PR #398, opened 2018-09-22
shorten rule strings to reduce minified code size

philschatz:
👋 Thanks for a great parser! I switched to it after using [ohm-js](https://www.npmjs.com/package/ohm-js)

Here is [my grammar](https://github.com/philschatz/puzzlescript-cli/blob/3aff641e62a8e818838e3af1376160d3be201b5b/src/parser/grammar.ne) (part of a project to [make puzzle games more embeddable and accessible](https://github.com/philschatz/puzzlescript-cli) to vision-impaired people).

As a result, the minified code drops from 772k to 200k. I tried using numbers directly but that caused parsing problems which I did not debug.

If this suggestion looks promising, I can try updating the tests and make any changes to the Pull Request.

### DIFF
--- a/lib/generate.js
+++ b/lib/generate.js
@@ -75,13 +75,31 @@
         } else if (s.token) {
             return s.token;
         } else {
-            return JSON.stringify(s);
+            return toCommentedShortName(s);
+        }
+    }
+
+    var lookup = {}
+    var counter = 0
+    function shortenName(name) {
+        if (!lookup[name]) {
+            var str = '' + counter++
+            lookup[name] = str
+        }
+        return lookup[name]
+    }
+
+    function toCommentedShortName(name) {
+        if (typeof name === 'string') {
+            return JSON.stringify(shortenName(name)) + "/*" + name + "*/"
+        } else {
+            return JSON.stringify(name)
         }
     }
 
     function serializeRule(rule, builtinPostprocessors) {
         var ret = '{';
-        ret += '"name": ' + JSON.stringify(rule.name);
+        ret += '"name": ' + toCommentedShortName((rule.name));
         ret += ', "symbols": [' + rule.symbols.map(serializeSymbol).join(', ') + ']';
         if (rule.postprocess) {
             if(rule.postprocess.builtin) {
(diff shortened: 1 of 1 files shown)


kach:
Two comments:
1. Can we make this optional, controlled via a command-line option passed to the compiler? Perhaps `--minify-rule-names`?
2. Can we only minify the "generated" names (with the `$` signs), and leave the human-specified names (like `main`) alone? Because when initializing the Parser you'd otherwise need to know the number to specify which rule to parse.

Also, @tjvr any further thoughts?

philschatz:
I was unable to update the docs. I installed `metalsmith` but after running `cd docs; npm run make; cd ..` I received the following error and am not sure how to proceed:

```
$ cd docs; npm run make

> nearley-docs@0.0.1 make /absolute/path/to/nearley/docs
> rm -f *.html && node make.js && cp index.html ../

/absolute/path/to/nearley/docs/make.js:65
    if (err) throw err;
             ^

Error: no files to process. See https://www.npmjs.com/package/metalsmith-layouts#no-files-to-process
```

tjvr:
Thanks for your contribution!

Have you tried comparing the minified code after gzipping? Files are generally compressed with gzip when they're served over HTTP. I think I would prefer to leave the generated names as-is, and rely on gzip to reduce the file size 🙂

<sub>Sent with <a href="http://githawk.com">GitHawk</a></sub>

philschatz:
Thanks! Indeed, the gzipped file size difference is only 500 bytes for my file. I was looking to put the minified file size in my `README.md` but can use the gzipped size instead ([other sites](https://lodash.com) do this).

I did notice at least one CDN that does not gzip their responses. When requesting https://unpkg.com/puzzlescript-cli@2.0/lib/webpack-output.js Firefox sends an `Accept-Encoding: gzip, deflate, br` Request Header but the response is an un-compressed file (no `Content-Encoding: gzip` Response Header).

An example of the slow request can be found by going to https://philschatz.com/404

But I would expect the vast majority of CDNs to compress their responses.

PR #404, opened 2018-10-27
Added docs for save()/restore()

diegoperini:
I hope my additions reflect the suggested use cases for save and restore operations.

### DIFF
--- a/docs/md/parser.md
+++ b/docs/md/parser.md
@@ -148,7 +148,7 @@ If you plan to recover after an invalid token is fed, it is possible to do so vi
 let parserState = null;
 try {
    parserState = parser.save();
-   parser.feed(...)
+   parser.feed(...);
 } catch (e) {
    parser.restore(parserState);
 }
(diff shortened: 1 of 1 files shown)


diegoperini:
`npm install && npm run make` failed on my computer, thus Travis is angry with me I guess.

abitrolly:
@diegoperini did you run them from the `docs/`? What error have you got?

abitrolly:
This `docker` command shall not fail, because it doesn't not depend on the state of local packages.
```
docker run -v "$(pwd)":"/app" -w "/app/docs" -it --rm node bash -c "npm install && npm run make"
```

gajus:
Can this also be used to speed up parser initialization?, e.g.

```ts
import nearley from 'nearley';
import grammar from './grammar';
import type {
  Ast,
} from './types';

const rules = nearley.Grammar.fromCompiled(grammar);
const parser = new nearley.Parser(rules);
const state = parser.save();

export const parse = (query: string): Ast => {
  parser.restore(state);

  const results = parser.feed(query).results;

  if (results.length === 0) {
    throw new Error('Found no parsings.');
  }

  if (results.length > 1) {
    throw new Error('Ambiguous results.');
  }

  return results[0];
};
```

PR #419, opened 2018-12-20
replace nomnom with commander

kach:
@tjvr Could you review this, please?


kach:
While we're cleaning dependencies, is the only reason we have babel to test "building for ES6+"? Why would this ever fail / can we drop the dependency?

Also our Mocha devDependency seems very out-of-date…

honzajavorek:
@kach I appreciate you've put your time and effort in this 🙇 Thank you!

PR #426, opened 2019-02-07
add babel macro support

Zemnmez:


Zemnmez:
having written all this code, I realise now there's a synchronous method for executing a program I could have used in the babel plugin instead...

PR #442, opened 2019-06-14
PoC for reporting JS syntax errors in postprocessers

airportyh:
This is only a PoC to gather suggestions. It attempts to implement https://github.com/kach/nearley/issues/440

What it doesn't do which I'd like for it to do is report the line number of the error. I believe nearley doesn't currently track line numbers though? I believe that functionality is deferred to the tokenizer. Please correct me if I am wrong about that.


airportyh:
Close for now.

(DESCRIPTION OF THE TASK)
Make an exact copy of the lines running from the one with "PoC for reporting" to the last line of the listing, including both ends.

(EXERCISE OUTPUT)
PoC for reporting JS syntax errors in postprocessers

airportyh:
This is only a PoC to gather suggestions. It attempts to implement https://github.com/kach/nearley/issues/440

What it doesn't do which I'd like for it to do is report the line number of the error. I believe nearley doesn't currently track line numbers though? I believe that functionality is deferred to the tokenizer. Please correct me if I am wrong about that.


airportyh:
Close for now.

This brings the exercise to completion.